- _Provided material_:
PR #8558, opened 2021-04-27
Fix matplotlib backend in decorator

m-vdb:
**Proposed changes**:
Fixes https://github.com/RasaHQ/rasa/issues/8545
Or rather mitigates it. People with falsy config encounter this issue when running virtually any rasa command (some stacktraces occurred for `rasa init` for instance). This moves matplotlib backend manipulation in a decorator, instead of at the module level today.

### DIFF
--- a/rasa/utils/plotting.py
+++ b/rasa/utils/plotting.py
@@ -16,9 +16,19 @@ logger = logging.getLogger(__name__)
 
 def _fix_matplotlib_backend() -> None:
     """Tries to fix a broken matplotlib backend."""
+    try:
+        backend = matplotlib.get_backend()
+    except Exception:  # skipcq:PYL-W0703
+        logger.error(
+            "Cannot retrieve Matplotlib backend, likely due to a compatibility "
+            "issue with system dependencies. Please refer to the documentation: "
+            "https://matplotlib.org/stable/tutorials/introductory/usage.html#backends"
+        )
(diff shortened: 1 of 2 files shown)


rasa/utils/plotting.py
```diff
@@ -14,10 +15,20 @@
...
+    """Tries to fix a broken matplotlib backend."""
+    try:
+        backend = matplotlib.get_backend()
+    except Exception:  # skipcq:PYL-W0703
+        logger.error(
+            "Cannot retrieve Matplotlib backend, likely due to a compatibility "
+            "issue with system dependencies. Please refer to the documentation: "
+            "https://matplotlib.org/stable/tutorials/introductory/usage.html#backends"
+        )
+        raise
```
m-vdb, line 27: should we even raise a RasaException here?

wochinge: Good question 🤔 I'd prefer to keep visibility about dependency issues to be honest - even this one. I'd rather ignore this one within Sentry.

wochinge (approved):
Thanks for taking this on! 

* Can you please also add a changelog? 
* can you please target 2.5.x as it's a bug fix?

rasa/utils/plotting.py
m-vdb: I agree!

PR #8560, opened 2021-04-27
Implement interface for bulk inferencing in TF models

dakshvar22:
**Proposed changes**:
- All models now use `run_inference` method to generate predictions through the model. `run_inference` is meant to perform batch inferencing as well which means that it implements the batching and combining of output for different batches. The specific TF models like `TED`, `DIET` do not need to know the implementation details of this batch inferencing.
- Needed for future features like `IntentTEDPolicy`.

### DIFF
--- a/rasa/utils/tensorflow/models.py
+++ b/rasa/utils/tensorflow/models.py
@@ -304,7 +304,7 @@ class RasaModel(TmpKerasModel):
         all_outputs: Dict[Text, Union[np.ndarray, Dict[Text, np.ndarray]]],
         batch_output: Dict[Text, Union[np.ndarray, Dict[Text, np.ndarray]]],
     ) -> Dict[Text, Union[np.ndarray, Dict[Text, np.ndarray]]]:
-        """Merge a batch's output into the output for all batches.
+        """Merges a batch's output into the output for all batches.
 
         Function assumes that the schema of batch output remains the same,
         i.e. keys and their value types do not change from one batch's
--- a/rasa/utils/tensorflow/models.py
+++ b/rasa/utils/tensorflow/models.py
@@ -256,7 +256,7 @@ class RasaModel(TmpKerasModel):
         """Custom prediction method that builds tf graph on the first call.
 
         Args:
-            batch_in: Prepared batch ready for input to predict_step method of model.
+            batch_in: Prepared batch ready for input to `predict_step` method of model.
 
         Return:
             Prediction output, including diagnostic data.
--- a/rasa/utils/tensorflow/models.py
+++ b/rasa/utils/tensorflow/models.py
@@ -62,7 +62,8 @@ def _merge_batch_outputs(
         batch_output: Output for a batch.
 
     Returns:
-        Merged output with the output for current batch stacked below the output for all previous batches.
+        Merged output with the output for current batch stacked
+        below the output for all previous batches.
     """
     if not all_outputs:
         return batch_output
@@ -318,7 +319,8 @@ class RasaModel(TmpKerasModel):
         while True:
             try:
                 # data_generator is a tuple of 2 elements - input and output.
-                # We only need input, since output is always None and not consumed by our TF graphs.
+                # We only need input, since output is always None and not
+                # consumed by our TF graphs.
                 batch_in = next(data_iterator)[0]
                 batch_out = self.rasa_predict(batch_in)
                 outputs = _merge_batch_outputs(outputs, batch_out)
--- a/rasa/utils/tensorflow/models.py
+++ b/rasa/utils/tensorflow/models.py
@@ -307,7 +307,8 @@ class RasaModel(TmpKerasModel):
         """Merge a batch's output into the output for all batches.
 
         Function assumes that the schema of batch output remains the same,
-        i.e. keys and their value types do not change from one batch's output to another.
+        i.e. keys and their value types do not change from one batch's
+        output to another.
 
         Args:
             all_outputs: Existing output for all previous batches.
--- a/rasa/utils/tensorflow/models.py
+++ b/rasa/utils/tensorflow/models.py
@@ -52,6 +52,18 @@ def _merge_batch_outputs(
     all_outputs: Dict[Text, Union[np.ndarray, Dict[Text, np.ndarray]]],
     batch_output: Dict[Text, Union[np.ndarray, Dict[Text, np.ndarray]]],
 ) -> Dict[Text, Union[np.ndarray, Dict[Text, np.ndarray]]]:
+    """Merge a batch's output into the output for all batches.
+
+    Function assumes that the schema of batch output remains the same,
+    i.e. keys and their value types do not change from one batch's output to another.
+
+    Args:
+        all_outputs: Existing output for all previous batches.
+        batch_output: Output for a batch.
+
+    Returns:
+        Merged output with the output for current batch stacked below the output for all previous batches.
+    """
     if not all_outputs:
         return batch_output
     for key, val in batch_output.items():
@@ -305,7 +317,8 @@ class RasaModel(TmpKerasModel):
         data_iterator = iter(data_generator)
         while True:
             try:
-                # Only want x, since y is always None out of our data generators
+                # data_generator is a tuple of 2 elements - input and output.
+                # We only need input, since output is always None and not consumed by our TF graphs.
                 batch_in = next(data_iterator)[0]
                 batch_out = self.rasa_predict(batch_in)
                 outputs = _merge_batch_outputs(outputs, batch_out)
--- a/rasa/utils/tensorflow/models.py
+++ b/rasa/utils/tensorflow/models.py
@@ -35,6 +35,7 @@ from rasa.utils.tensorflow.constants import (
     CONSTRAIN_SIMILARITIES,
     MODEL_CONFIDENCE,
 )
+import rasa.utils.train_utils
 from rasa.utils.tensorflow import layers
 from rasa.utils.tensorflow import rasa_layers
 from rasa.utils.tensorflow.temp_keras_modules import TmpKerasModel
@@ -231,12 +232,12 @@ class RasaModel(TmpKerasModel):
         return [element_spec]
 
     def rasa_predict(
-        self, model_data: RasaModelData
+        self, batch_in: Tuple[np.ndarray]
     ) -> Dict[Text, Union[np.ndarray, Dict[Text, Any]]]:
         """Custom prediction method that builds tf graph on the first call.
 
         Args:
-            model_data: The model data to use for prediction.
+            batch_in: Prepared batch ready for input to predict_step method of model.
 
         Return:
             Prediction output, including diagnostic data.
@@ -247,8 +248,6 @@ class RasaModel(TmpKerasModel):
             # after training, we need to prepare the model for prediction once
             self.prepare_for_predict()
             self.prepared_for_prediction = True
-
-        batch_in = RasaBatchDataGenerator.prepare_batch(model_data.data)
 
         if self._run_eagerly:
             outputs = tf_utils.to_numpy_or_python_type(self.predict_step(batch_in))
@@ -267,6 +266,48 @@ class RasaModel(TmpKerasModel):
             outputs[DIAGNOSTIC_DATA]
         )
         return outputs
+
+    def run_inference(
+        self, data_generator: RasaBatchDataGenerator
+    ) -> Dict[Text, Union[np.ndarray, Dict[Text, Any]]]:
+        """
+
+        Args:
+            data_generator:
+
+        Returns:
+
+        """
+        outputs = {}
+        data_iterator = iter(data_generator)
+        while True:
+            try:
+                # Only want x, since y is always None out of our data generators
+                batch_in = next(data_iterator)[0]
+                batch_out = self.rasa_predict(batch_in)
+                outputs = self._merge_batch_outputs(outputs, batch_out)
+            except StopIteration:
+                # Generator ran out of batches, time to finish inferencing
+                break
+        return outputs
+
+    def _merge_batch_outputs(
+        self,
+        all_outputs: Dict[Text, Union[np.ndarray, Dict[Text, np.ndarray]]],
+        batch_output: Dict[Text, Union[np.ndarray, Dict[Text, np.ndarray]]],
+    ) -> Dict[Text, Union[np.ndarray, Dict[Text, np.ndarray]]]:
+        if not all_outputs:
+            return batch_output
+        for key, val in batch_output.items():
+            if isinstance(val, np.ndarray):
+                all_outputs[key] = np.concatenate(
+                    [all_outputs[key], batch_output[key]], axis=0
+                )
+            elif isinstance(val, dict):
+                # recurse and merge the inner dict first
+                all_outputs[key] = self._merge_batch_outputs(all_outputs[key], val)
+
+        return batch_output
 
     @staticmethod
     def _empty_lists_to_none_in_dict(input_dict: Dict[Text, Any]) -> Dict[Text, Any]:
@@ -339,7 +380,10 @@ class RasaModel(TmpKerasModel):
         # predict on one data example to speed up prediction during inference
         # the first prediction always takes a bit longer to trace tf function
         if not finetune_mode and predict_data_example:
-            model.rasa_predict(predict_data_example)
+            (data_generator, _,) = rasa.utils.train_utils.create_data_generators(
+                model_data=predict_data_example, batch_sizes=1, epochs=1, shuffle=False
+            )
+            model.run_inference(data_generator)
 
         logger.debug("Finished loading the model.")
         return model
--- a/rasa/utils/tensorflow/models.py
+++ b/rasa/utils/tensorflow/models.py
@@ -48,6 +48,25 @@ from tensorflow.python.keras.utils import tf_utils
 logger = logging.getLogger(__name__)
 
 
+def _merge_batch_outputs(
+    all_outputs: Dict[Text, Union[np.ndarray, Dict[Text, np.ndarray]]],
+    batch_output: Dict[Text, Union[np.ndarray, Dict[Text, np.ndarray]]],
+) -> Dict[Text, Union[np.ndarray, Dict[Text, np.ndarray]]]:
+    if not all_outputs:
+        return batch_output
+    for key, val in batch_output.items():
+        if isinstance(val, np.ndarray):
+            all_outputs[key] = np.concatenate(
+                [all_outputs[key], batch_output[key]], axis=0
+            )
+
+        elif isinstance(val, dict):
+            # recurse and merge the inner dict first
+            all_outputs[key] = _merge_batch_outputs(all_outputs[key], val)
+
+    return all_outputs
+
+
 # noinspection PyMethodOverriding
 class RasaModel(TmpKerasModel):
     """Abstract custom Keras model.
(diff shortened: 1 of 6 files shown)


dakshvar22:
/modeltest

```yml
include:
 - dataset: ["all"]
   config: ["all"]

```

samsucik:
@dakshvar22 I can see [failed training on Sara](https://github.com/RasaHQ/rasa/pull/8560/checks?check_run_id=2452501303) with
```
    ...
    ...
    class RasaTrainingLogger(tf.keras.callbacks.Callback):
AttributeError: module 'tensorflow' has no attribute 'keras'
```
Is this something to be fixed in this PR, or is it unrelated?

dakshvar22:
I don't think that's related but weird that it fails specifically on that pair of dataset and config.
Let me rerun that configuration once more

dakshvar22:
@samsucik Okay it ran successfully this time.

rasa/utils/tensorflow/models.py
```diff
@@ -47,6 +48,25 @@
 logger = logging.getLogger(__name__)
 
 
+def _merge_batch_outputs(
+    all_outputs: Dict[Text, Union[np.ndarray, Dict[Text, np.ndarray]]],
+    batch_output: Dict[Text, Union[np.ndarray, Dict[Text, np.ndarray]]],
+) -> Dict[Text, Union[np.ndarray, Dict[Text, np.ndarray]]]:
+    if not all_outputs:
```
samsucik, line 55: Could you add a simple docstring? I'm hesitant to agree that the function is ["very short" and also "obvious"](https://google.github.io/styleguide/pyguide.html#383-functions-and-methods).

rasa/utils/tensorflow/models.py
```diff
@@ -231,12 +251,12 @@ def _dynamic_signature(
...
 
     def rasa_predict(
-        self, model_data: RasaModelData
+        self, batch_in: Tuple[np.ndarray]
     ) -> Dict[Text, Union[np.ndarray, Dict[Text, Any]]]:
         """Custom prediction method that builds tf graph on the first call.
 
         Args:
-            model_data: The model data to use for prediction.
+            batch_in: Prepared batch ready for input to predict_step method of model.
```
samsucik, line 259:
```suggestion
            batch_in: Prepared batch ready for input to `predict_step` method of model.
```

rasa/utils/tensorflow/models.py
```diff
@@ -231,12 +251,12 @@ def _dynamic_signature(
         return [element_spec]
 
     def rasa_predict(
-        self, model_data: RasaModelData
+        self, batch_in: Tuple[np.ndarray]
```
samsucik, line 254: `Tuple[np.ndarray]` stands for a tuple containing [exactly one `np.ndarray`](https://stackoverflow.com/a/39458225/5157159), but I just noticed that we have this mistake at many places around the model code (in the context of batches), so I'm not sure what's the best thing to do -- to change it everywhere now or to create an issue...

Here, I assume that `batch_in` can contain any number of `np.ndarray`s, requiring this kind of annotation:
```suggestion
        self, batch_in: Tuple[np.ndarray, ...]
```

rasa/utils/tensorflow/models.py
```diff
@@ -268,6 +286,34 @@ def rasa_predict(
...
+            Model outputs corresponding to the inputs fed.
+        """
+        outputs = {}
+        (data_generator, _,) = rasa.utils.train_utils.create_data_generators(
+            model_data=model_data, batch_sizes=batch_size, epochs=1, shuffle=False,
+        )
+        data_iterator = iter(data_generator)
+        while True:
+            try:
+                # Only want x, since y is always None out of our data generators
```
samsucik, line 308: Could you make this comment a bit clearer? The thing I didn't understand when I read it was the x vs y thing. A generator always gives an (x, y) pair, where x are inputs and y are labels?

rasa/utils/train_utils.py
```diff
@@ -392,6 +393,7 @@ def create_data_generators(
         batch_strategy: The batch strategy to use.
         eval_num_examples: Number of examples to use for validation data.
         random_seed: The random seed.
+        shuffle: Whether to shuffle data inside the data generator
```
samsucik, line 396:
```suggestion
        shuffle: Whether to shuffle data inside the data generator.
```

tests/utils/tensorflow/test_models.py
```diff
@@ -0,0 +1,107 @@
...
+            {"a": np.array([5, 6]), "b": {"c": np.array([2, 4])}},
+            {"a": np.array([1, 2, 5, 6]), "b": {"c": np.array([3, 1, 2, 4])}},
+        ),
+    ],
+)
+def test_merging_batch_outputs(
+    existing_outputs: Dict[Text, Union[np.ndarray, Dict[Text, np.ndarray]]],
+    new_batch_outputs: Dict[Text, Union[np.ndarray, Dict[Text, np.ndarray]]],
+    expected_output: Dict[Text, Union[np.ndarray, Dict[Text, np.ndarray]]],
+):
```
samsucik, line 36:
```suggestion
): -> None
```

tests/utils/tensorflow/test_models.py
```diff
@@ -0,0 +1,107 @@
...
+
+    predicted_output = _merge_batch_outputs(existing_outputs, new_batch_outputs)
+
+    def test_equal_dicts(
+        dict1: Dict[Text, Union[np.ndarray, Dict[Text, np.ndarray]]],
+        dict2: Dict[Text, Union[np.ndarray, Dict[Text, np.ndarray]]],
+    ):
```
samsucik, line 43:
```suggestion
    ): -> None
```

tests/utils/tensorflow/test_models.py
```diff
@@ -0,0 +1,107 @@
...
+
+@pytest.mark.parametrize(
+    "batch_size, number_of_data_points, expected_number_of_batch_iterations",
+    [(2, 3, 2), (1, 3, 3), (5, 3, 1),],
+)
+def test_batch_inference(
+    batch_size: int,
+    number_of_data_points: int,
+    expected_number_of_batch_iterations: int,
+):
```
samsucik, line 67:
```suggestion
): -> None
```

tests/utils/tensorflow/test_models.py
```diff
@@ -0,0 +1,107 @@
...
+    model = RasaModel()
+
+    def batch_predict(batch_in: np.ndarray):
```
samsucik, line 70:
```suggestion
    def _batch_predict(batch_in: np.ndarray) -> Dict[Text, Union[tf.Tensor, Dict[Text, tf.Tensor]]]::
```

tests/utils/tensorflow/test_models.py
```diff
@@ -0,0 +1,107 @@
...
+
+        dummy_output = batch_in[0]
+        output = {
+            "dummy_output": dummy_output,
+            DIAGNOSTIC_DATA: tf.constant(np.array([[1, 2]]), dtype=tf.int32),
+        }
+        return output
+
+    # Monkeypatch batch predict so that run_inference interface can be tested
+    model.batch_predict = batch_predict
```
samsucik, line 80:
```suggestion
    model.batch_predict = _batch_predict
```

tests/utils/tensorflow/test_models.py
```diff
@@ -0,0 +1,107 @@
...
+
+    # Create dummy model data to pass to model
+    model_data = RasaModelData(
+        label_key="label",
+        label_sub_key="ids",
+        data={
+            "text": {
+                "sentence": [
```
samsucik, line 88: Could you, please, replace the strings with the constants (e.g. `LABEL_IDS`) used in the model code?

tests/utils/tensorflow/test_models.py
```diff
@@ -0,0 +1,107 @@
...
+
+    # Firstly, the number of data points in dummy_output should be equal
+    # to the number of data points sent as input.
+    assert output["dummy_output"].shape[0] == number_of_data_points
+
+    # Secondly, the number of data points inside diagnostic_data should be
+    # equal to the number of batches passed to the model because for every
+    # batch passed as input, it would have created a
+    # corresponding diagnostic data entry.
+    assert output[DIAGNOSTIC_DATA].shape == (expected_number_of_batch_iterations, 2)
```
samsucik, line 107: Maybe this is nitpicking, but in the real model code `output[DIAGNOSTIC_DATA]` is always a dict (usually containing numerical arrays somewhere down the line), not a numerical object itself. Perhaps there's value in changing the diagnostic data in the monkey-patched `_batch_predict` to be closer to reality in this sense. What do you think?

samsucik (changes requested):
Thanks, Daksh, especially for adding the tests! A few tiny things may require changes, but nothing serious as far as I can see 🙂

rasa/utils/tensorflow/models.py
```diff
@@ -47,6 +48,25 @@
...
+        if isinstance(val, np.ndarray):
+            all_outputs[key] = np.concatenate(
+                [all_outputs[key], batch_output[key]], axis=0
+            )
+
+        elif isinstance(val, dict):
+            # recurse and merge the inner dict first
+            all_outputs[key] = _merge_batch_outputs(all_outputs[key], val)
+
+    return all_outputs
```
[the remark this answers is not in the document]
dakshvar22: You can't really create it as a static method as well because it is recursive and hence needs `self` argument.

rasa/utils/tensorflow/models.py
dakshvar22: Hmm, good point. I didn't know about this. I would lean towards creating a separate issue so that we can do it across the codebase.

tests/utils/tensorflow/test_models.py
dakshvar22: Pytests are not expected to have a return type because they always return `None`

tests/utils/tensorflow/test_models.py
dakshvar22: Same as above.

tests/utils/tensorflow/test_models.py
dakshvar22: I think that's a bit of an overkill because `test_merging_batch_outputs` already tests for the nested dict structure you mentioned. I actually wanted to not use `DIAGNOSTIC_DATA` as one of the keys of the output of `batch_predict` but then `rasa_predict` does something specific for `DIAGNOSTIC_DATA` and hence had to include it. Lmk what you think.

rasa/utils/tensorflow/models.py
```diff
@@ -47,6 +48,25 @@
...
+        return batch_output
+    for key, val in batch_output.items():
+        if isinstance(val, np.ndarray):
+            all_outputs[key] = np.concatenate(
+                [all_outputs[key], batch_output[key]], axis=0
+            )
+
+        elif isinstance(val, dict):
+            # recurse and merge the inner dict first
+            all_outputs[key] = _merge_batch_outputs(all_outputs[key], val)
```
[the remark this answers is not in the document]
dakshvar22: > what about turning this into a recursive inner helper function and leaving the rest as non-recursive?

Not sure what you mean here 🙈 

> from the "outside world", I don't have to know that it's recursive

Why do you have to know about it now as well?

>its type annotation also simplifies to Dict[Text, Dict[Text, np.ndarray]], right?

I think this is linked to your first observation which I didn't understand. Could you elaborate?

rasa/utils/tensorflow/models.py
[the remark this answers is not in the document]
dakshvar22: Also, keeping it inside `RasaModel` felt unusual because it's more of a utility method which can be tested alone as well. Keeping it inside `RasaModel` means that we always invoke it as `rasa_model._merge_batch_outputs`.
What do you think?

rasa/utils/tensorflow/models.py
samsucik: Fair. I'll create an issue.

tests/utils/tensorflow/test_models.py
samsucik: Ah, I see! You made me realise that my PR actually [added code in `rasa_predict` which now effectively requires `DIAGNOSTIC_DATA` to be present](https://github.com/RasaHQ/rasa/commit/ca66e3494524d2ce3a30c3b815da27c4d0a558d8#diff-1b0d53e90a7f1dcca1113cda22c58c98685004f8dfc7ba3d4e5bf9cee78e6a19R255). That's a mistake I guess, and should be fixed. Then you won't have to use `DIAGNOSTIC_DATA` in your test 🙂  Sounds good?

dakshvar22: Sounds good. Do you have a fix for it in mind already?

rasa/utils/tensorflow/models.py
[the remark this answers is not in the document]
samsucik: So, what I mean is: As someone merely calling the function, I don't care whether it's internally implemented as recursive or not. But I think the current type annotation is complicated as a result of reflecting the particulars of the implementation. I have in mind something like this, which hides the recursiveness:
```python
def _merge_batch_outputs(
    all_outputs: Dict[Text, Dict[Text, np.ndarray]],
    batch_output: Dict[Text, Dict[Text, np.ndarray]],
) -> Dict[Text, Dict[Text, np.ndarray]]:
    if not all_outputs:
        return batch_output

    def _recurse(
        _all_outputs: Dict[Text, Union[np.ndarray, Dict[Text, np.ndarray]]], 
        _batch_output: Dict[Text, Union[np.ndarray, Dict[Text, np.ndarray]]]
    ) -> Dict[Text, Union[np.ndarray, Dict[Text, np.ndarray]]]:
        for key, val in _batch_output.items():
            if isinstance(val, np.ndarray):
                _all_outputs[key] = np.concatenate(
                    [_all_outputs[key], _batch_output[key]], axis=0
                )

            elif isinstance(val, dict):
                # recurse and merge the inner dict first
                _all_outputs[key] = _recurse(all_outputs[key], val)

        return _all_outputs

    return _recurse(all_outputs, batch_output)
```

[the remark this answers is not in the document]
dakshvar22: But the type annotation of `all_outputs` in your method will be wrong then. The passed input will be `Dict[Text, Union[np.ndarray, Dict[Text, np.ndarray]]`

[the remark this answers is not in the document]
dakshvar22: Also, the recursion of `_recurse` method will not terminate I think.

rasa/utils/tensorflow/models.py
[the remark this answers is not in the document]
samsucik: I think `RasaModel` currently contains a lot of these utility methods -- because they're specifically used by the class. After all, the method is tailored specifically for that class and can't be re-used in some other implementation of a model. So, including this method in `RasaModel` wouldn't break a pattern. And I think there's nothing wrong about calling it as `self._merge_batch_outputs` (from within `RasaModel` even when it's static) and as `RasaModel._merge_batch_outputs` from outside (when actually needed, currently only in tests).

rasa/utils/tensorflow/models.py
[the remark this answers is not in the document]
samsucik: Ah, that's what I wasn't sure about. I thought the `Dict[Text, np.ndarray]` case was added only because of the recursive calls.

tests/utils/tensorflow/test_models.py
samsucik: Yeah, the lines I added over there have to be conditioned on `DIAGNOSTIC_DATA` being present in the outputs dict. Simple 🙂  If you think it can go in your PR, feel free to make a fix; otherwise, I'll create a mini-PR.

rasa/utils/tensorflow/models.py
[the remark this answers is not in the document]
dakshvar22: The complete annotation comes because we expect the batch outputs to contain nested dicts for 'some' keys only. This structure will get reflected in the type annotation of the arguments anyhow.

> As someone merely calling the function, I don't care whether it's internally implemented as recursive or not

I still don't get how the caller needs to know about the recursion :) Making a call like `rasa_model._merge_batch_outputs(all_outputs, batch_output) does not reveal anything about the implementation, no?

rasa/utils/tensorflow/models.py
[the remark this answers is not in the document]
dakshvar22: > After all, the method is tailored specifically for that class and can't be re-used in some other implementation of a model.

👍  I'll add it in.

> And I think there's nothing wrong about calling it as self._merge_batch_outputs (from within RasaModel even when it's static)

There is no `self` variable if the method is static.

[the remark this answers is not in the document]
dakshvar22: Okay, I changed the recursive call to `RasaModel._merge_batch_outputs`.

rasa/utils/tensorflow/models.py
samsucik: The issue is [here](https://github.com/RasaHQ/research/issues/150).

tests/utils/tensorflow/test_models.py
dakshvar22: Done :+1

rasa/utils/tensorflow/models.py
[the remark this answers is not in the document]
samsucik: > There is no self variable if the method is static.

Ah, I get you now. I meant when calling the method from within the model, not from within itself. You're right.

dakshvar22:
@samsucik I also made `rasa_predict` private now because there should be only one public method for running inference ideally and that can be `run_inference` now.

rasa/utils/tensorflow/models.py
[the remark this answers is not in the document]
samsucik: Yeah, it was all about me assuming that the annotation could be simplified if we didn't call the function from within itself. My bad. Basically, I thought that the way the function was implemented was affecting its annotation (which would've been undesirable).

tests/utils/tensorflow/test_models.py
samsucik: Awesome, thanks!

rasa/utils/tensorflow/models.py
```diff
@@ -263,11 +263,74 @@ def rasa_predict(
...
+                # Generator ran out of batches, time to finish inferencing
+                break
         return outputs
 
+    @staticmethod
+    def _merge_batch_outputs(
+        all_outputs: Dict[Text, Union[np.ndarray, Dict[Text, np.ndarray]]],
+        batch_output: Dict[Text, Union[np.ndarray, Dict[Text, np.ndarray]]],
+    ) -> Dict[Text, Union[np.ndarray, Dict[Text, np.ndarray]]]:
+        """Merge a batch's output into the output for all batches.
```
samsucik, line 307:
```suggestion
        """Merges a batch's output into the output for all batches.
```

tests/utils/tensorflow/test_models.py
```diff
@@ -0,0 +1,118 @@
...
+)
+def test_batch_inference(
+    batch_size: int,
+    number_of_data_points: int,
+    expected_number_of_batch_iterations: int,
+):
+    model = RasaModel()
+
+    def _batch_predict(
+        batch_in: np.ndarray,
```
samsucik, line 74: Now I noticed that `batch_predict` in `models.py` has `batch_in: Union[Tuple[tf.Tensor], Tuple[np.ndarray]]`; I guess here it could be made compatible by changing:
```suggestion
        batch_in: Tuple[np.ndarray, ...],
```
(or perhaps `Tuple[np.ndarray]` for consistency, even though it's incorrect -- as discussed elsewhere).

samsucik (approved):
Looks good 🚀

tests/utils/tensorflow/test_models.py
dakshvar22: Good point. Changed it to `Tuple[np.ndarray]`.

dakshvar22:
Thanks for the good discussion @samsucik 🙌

- _Problem details_: Could you return all lines from the records that include the word "Merges"?

- _Answer to this task_:
+        """Merges a batch's output into the output for all batches.
        """Merges a batch's output into the output for all batches.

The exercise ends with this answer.